Tag Archives: FUDGE factors

Word Watch: How long do new words last?

reader1New words enter the lexicon daily, but how long do any of them last?

“To adapt a biblical comparison, it seems easier for a camel to go through the eye of a needle than for a new word to take residence in the permanent vocabulary of a language,” according to Dr. Allan Metcalf (PhD), professor of English at MacMurray College in Jacksonville, Ill. and an occasional contributor to the “Lingua Franca” blog of The Chronicle of Higher Education.

“I can confidently say that the odds of a neologism becoming part of our permanent vocabulary are not nearly as long as the odds of winning half-a-billion dollars with a Powerball ticket,” Dr. Metcalf wrote in a 2012 post, in which he reviewed the factors he has identified as contributing to the longevity of new words:

  • Frequency of use
  • Unobtrusiveness
  • Diversity of users and situations
  • Generation of other forms and meanings
  • Endurance of the concept

If the wording of that list seems a bit — how shall we say? “tortured”? — he said he arranged them to spell FUDGE. Before you roll your eyes, keep in mind the similarly tortured (and worse) names of some clinical trials.

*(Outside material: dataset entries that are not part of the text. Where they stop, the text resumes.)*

Issue #419, opened 2026-06-15
lean-ctx overview accumulates stale agents (0 calls / 0 changes)


yvgude:
**Reported on Discord** (Java, PR #405 author): `lean-ctx overview` shows many stale "agents" that all have 0 calls / 0 changes.

## Root cause
- `AgentRegistry` gets a fresh entry on **every** MCP `initialize` (`rust/src/server/server_handler.rs:170-173`), persisted eagerly to `{data_dir}/agents/registry.json` before any tool activity (`rust/src/core/agents.rs:107-134`). Dedup is by PID only, so each new MCP helper process = a new record.
- `overview` renders agents via `build_wakeup_briefing` (`rust/src/tools/ctx_overview.rs:381-393`) using `status != Finished` **without** calling `cleanup_stale` or checking `is_process_alive` — unlike `ctx_agent list` (`ctx_agent.rs:40-41`) and the dashboard (`dashboard/routes/agents.rs:50-51`), which both prune first.
- `cleanup_stale(24)` exists (`agents.rs:277-302`) but is never invoked on the overview path.

## Proposed fix
- In `build_wakeup_briefing`: call `cleanup_stale(24)` + filter by `is_process_alive` (and/or `list_active(project_root)`) before listing.
- Optional: dedup MCP registration by `(project_root, client_name, role)` instead of PID only.

## Workaround
`ctx_agent action=list` (triggers cleanup), or set `enable_wakeup_ctx = false`.

## Acceptance criteria
- [ ] `overview` no longer lists dead/0-activity agents.
- [ ] `registry.json` does not grow unbounded across MCP restarts.

yvgude:
Fixed in `main` — ships in **3.8.6**. The wake-up briefing (`ctx_overview`) now prunes stale entries (`cleanup_stale`) and scopes the list to the current project root, so dead/foreign agents no longer appear. (6317146b1)

PR #792, opened 2026-07-11
fix(agents): make is_process_alive actually check the OS on Windows

### LINKED ISSUE #791: bug: is_process_alive() hardcodes true on Windows, so stale MCP agents never get pruned from registry.json
**lean-ctx version:** 3.9.5 (official, https://github.com/yvgude/lean-ctx)

**OS:** Windows 11 (10.0.26200)

**AI tool:** Claude Code

**What happened:**

`core::agents::is_process_alive()` (`rust/src/core/agents.rs`) hardcodes `true` for every PID on non-Unix targets:

```rust
pub fn is_process_alive(pid: u32) -> bool {
    #[cfg(unix)]
    {
        std::process::Command::new("kill")
            .args(["-0", &pid.to_string()])
            .output()
            .is_ok_and(|o| o.status.success())
    }
    #[cfg(not(unix))]
    {
        let _ = pid;
        true
    }
}
```

This is the liveness check `cleanup_stale()` uses to decide whether an MCP agent's registry entry should flip to `Finished`. Since it always reports "alive" on Windows, `cleanup_stale()` can never prune a dead session — `registry.json` accumulates `"status": "Active"` entries forever, for every closed Claude Code / Cursor / etc. session, on every Windows machine.

This is distinct from #419 (fixed in 3.8.6): that issue was "`ctx_overview`'s wakeup briefing never calls `cleanup_stale` at all." That fix (and the dashboard route, `ctx_agent` tool, and `server/server_handler.rs`) now *do* call `cleanup_stale(24)` correctly — but on Windows it's a no-op regardless of who calls it, because the underlying liveness primitive never actually checks the OS.

It's also the same anti-pattern already fixed once before, in a different function: #576 / PR #577 replaced a hardcoded-wrong Windows daemon-status stub with a delegation to `ipc::process::is_alive` (a real `OpenProcess`-based check, `rust/src/ipc/process.rs:88`). `core::agents::is_process_alive` is a second, independent copy of the same bad pattern that fix never touched.

The only regression test for this code path, `cleanup_stale_prunes_dead_pid_from_active_list` (added for #419), is `#[cfg(unix)]`-only — so it has never actually run on Windows CI, which is presumably why this slipped through unnoticed.

**What I expected:**

`is_process_alive` should perform a real liveness check on every platform (delegating to `ipc::process::is_alive`, which already has a correct Windows implementation), so dead MCP sessions eventually get pruned from `registry.json` on Windows too.

**Steps to reproduce:**
1. On Windows, start and stop a few MCP sessions (e.g. open/close Claude Code a few times) against the same project.
2. Inspect `%USERPROFILE%\.local\share\lean-ctx\agents\registry.json` (or wherever `lean_ctx_data_dir()` resolves for you).
3. Observe that entries for long-dead PIDs remain `"status": "Active"` indefinitely, even hours/days later and even after `cleanup_stale(24)` has clearly run on subsequent session starts (each `server_handler.rs` registration calls it first).

**Relevant output:**
```
$ cat %USERPROFILE%\.local\share\lean-ctx\agents\registry.json
{
  "agents": [
    { "agent_id": "mcp-58676-...", "pid": 58676, "status": "Active", "started_at": "...07:31:23Z", ... },
    { "agent_id": "mcp-217196-...", "pid": 217196, "status": "Active", "started_at": "...07:56:13Z", ... },
    ... (PIDs 58676 / 217196 / 223932 / 221964 / 97956 are not running lean-ctx.exe processes
         on this machine at all — confirmed via `tasklist` / `Get-Process` — yet all still
         show "status": "Active")
  ]
}
```

I have a minimal fix ready (delegates `is_process_alive` to `ipc::process::is_alive`, de-gates the existing `#[cfg(unix)]` regression test so it actually runs on Windows) — will open a PR referencing this issue.

getappz:
## Summary

`core::agents::is_process_alive()` hardcoded `true` for every PID on non-Unix
targets, so `cleanup_stale()` could never mark a dead MCP session's
`registry.json` entry as `Finished` on Windows — entries for closed sessions
accumulate as `"status": "Active"` forever. This delegates to the already-
correct `ipc::process::is_alive` (real `OpenProcess`-based check on Windows)
instead, and de-gates the only regression test for this path so it actually
runs on Windows.

Fixes #791

## What

- `rust/src/core/agents.rs`: `is_process_alive` now delegates to
  `crate::ipc::process::is_alive`, removing the duplicate (and, on Windows,
  broken) inline implementation.
- Same file: `cleanup_stale_prunes_dead_pid_from_active_list` (the #419
  regression test) drops its `#[cfg(unix)]` gate — it now spawns a
  short-lived helper process (`cmd /C exit` on Windows, `true` elsewhere),
  reaps it, and asserts the dead PID is pruned, on every platform.

## Why

This is the same hardcoded-wrong-on-Windows anti-pattern already fixed once
for a different function: #576 / #577 replaced a similarly-broken Windows
daemon-status stub with a delegation to `ipc::process::is_alive`. This is a
second, independent copy of that pattern that the earlier fix didn't touch.

It's also distinct from #419 (fixed in 3.8.6, which taught `ctx_overview` to
call `cleanup_stale` at all). Every caller of `cleanup_stale` — the dashboard
route, the `ctx_agent` tool, `server_handler.rs`'s own registration path, and
`ctx_overview` post-#419 — already calls it correctly. The bug is that the
liveness primitive itself is a no-op on Windows, so calling it correctly
doesn't help: dead entries never flip to `Finished` and eventually get pruned.

Reproduced live on a Windows dev machine: `registry.json` had 6 of 7 entries
still `"status": "Active"` for PIDs that were not running, hours after they'd
exited and after multiple subsequent sessions had registered (each of which
calls `cleanup_stale(24)` first).

## Test plan

- [x] `cd rust && cargo test --lib core::agents::` — 14/14 pass, including the
      de-gated `cleanup_stale_prunes_dead_pid_from_active_list` (previously
      never ran on Windows; confirmed it now does and passes)
- [x] `cd rust && cargo test --lib ipc::process::` — 5/5 pass (unchanged
      behavior for the delegate)
- [x] `cd rust && cargo fmt --check` — clean
- [ ] `cd rust && cargo clippy --all-targets --all-features -- -D warnings` —
      **not clean, but pre-existing and unrelated**: this currently fails on
      unmodified `origin/main` too (28 `collapsible_if` errors in
      `src/shell/platform.rs`, a file this PR never touches — reproduced with
      and without `--all-features`), apparently a clippy-version drift
      (1.95.0) rather than anything introduced here. Happy to file that
      separately if useful.

All run locally on Windows 11 (10.0.26200).

## Notes for reviewers

- Risk areas / edge cases: none expected — `ipc::process::is_alive` is
  already exercised elsewhere (`daemon::is_daemon_running`) and has its own
  test coverage (`bogus_pid_is_not_alive`, `current_process_is_alive`). This
  swaps a broken primitive for an already-trusted one with an identical
  signature (`fn(u32) -> bool`); no callers of `is_process_alive` needed to
  change.
- Backwards compatibility: none — this only makes an existing, documented
  behavior (dead sessions get pruned) actually work on the platform where it
  silently didn't.
- Docs updated: n/a (no public surface change).

(pending — will sign via the CLA bot comment on this PR)

### DIFF
--- a/rust/src/core/agents.rs
+++ b/rust/src/core/agents.rs
@@ -534,19 +534,15 @@ fn generate_short_id() -> String {
     format!("{:08x}", hasher.finish() as u32)
 }
 
+/// #576 already fixed this exact hardcoded-`true` anti-pattern for
+/// `daemon::is_daemon_running` by delegating to `ipc::process::is_alive`
+/// (which has a real Windows `OpenProcess` check); this duplicate copy was
+/// missed, so on non-unix targets `cleanup_stale` could never flip a dead
+/// MCP session's entry to `Finished`, leaving `registry.json` accumulating
+/// stale `Active` entries forever — the root cause of the "N active agents"
+/// dashboard bug on Windows.
 pub fn is_process_alive(pid: u32) -> bool {
-    #[cfg(unix)]
-    {
-        std::process::Command::new("kill")
-            .args(["-0", &pid.to_string()])
-            .output()
-            .is_ok_and(|o| o.status.success())
-    }
-    #[cfg(not(unix))]
-    {
-        let _ = pid;
-        true
-    }
+    crate::ipc::process::is_alive(pid)
 }
 
 pub(crate) struct FileLock {
@@ -1009,17 +1005,23 @@ mod tests {
     /// #419: a crashed/exited MCP process leaves an `Active` entry behind.
     /// `cleanup_stale` must flip it to `Finished` (regardless of age) so
     /// `list_active` no longer surfaces it as a live peer — the ghost the
-    /// briefing used to show.
-    #[cfg(unix)]
+    /// briefing used to show. Previously `#[cfg(unix)]`-only, which is why
+    /// the non-unix `is_process_alive` hardcoded-`true` regression (see its
+    /// doc comment) shipped unnoticed: this exact test never ran on Windows.
     #[test]
     fn cleanup_stale_prunes_dead_pid_from_active_list() {
         // Reap a child so its PID is guaranteed dead at assertion time.
         let reaped = {
-            let mut child = std::process::Command::new("true")
-                .spawn()
-                .expect("spawn true");
+            let mut cmd = if cfg!(windows) {
+                let mut c = std::process::Command::new("cmd");
+                c.args(["/C", "exit"]);
+                c
+            } else {
+                std::process::Command::new("true")
+            };
+            let mut child = cmd.spawn().expect("spawn short-lived helper process");
             let pid = child.id();
-            child.wait().expect("reap true");
+            child.wait().expect("reap helper process");
             pid
         };
 


getappz:
recheck

getappz:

The most important of the five factors, Dr. Metcalf said, is unobtrusiveness. “Consciously-coined neologisms generally are in-your-face with cleverness or humor,” he wrote. “We admire and laugh at them, but we don’t adopt them. Sometimes, though, the cleverness and humor are forgotten, and a once-funny term becomes permanent.”

Keep these FUDGE factors in mind as new words and phrases appear in posts headed “Word Watch” here.